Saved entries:

-.-.-

PR #11088, opened 2026-04-23
TINY-13783: confirmation dialog

lorenzo-pomili:
Related Ticket: TINY-13783

Description of Changes:
the idea here is to implement a component that can be used by the plugins, toggling it in the way that the plugin preferes

Pre-checks:
* [x] ~Changelog entry added~

Review:
* [x] Milestone set

## Summary by CodeRabbit

* **New Features**
  * Added a Confirmation dialog with async confirm/cancel handlers, including a loading spinner and disabled actions while confirming.
  * Added a programmatic hook-based trigger for opening the confirmation.
  * Added an imperative host-based alternative trigger for opening the confirmation.
* **Documentation**
  * Added Storybook examples covering default, success, and error flows, including both trigger approaches.


modules/oxide-components/src/main/ts/components/confirmation/Confirmation.tsx
```diff
@@ -0,0 +1,84 @@
...
+  <Spinner type="circle" />
+</div>;
+
+export const Confirmation: FC<ConfirmationProps> = (({
+  title,
+  text,
+  buttonName,
+  cancelBtnName = 'Cancel',
+  onConfirm,
+  onCancel
```
TheSpyder, line 20: Why have two? The existing confirm dialog uses a single callback that takes a boolean, that should be fine here as well.

For bonus points, you could make the callback return type `Promise<void> | void` to support scenarios where the callback doesn't need to be async.

modules/oxide-components/src/main/ts/components/confirmation/Confirmation.tsx
```diff
@@ -0,0 +1,84 @@
...
+  const onCancelHandler = () => {
+    // eslint-disable-next-line @typescript-eslint/no-floating-promises
+    onCancel().finally(() => {
+      dialogRef.current?.close();
+    });
+  };
+
+  return <dialog ref={dialogRef} style={{ margin: 'auto' }}>
+    <div className={Bem.block('tox-dialog-wrap')}>
+      {confirming ? <Loading /> :
```
TheSpyder: I don't think we should hide the whole dialog contents while in the loading state. That seems quite visually jarring. Could we disable the components and make the spinner an overlay instead?

modules/oxide-components/src/main/ts/components/confirmation/Confirmation.tsx
lorenzo-pomili: about having the 2 handlers, it's needed if we want to let the caller manage the show/hide

about the `Promise<void> | void` I'll refactor it

TheSpyder: How does having separate handlers help with show/hide? It's just a boolean branch in one handler instead of two handlers.

spocke: I think it might be better to have these as two separate things since you might not care about the cancel some times say you use it for deleting a item then you don't really care if the user hit cancel since only the confirm is what would actually delete the thing. If it's just one callback you would have to have a if statement that just checks if the value is true.

lorenzo-pomili: oh, wait if you mean that we can pass an action to the callback (ex: 'cancel' | 'confirm') instead of having 2 callback, yes it could be an alternative I don't have any strong opinion on this

TheSpyder: Our existing confirm dialog has a single callback, and it's been fine :man-shrugging:  
  
Having two simplifies the "don't care about cancel" case to complicate the "care about both" case :man-shrugging:

hamza0867:
There should be some visual tests

modules/oxide-components/src/main/ts/components/confirmation/Confirmation.stories.tsx
```diff
@@ -0,0 +1,99 @@
...
+        component: `
+The Alert component displays warning/error feedback with optional action and remove controls.
+
+## Props
+- \`message\`: string content shown in the alert body
+- \`severity\`: \`error\` | \`warning\`
+- \`actions\`: optional slot for one or more action buttons/components
+- \`removable\`: optional close affordance (requires \`onRemove\`)
+- \`closeAriaLabel\`: optional accessible label for the close button (defaults to \`Close\`)
+        `
```
hamza0867: This was copied from somehwere else, and I don't even believe we need this description section for this component

modules/oxide-components/src/main/ts/components/confirmation/Confirmation.tsx
hamza0867: Or we can disable the buttons and add a spinner to the confirm button the same way we do in comments

TheSpyder: yeah whether the spinner is an overlay or just in the button, keeping the layout is essential.

modules/oxide-components/src/main/ts/components/confirmation/Confirmation.tsx
lorenzo-pomili: I tried to refactor but the problem is where the components are initialized:
- for `windowManager.confirm`, is the editor itself to manage the show/hide, and it does it also defining [what happen on cancel](https://github.com/tinymce/tinymce/blob/main/modules/tinymce/src/themes/silver/main/ts/ui/dialog/ConfirmDialog.ts#L66)
- for this new dialog is the plugin that manage the show/hide, so we need the `onCancel` to hide the dialog or know when the dialog is hidden

the problem of making it manage by the editor is that we would need to import the oxide-components alongside with React.

I'm trying to refactor a bit to separate better the show/hide manage and the rest but I'm not sure it's possible to do that

modules/oxide-components/src/main/ts/components/confirmation/Confirmation.stories.tsx
lorenzo-pomili: removed

modules/oxide-components/src/main/ts/components/confirmation/Confirmation.tsx
lorenzo-pomili: ok, I refactored it alongside with the implementation in the plugin, now:
- the plugin create a boilerplate that manage the show/hide -> this because at the moment centralize it in the editor would mean import oxide-components alongside with React in the editor
- the `onCancel` is used only to know when the dialog should be hidden

if you think this approach is ok, I'll finish to write some tests, refactor some usage in the plugin and open the PR

modules/oxide-components/src/main/ts/components/confirmation/Confirmation.tsx
lorenzo-pomili: changed, have a check if it was your idea

modules/oxide-components/src/main/ts/components/confirmation/Confirmation.tsx
TheSpyder: Sorry for not responding yesterday. And I know I'm being hard on this task but we're building important foundational components here.

I was not saying this dialog should be managed by the editor, but the way it's used should be similar (with a single callback instead of two). A single function can still work because it will be called for _both_ confirm and cancel.

However to your point about hiding the dialog, I see no reason why the hide/show logic needs to be in the plugin. It can return an empty component just as the plugin does in your other PR?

-.-.-

**TASK GOAL:**
Return all entries exactly.

**RESPONSE TO THIS TASK:**
PR #11088, opened 2026-04-23
TINY-13783: confirmation dialog

lorenzo-pomili:
Related Ticket: TINY-13783

Description of Changes:
the idea here is to implement a component that can be used by the plugins, toggling it in the way that the plugin preferes

Pre-checks:
* [x] ~Changelog entry added~

Review:
* [x] Milestone set

## Summary by CodeRabbit

* **New Features**
  * Added a Confirmation dialog with async confirm/cancel handlers, including a loading spinner and disabled actions while confirming.
  * Added a programmatic hook-based trigger for opening the confirmation.
  * Added an imperative host-based alternative trigger for opening the confirmation.
* **Documentation**
  * Added Storybook examples covering default, success, and error flows, including both trigger approaches.


modules/oxide-components/src/main/ts/components/confirmation/Confirmation.tsx
```diff
@@ -0,0 +1,84 @@
...
+  <Spinner type="circle" />
+</div>;
+
+export const Confirmation: FC<ConfirmationProps> = (({
+  title,
+  text,
+  buttonName,
+  cancelBtnName = 'Cancel',
+  onConfirm,
+  onCancel
```
TheSpyder, line 20: Why have two? The existing confirm dialog uses a single callback that takes a boolean, that should be fine here as well.

For bonus points, you could make the callback return type `Promise<void> | void` to support scenarios where the callback doesn't need to be async.

modules/oxide-components/src/main/ts/components/confirmation/Confirmation.tsx
```diff
@@ -0,0 +1,84 @@
...
+  const onCancelHandler = () => {
+    // eslint-disable-next-line @typescript-eslint/no-floating-promises
+    onCancel().finally(() => {
+      dialogRef.current?.close();
+    });
+  };
+
+  return <dialog ref={dialogRef} style={{ margin: 'auto' }}>
+    <div className={Bem.block('tox-dialog-wrap')}>
+      {confirming ? <Loading /> :
```
TheSpyder: I don't think we should hide the whole dialog contents while in the loading state. That seems quite visually jarring. Could we disable the components and make the spinner an overlay instead?

modules/oxide-components/src/main/ts/components/confirmation/Confirmation.tsx
lorenzo-pomili: about having the 2 handlers, it's needed if we want to let the caller manage the show/hide

about the `Promise<void> | void` I'll refactor it

TheSpyder: How does having separate handlers help with show/hide? It's just a boolean branch in one handler instead of two handlers.

spocke: I think it might be better to have these as two separate things since you might not care about the cancel some times say you use it for deleting a item then you don't really care if the user hit cancel since only the confirm is what would actually delete the thing. If it's just one callback you would have to have a if statement that just checks if the value is true.

lorenzo-pomili: oh, wait if you mean that we can pass an action to the callback (ex: 'cancel' | 'confirm') instead of having 2 callback, yes it could be an alternative I don't have any strong opinion on this

TheSpyder: Our existing confirm dialog has a single callback, and it's been fine :man-shrugging:  
  
Having two simplifies the "don't care about cancel" case to complicate the "care about both" case :man-shrugging:

hamza0867:
There should be some visual tests

modules/oxide-components/src/main/ts/components/confirmation/Confirmation.stories.tsx
```diff
@@ -0,0 +1,99 @@
...
+        component: `
+The Alert component displays warning/error feedback with optional action and remove controls.
+
+## Props
+- \`message\`: string content shown in the alert body
+- \`severity\`: \`error\` | \`warning\`
+- \`actions\`: optional slot for one or more action buttons/components
+- \`removable\`: optional close affordance (requires \`onRemove\`)
+- \`closeAriaLabel\`: optional accessible label for the close button (defaults to \`Close\`)
+        `
```
hamza0867: This was copied from somehwere else, and I don't even believe we need this description section for this component

modules/oxide-components/src/main/ts/components/confirmation/Confirmation.tsx
hamza0867: Or we can disable the buttons and add a spinner to the confirm button the same way we do in comments

TheSpyder: yeah whether the spinner is an overlay or just in the button, keeping the layout is essential.

modules/oxide-components/src/main/ts/components/confirmation/Confirmation.tsx
lorenzo-pomili: I tried to refactor but the problem is where the components are initialized:
- for `windowManager.confirm`, is the editor itself to manage the show/hide, and it does it also defining [what happen on cancel](https://github.com/tinymce/tinymce/blob/main/modules/tinymce/src/themes/silver/main/ts/ui/dialog/ConfirmDialog.ts#L66)
- for this new dialog is the plugin that manage the show/hide, so we need the `onCancel` to hide the dialog or know when the dialog is hidden

the problem of making it manage by the editor is that we would need to import the oxide-components alongside with React.

I'm trying to refactor a bit to separate better the show/hide manage and the rest but I'm not sure it's possible to do that

modules/oxide-components/src/main/ts/components/confirmation/Confirmation.stories.tsx
lorenzo-pomili: removed

modules/oxide-components/src/main/ts/components/confirmation/Confirmation.tsx
lorenzo-pomili: ok, I refactored it alongside with the implementation in the plugin, now:
- the plugin create a boilerplate that manage the show/hide -> this because at the moment centralize it in the editor would mean import oxide-components alongside with React in the editor
- the `onCancel` is used only to know when the dialog should be hidden

if you think this approach is ok, I'll finish to write some tests, refactor some usage in the plugin and open the PR

modules/oxide-components/src/main/ts/components/confirmation/Confirmation.tsx
lorenzo-pomili: changed, have a check if it was your idea

modules/oxide-components/src/main/ts/components/confirmation/Confirmation.tsx
TheSpyder: Sorry for not responding yesterday. And I know I'm being hard on this task but we're building important foundational components here.

I was not saying this dialog should be managed by the editor, but the way it's used should be similar (with a single callback instead of two). A single function can still work because it will be called for _both_ confirm and cancel.

However to your point about hiding the dialog, I see no reason why the hide/show logic needs to be in the plugin. It can return an empty component just as the plugin does in your other PR?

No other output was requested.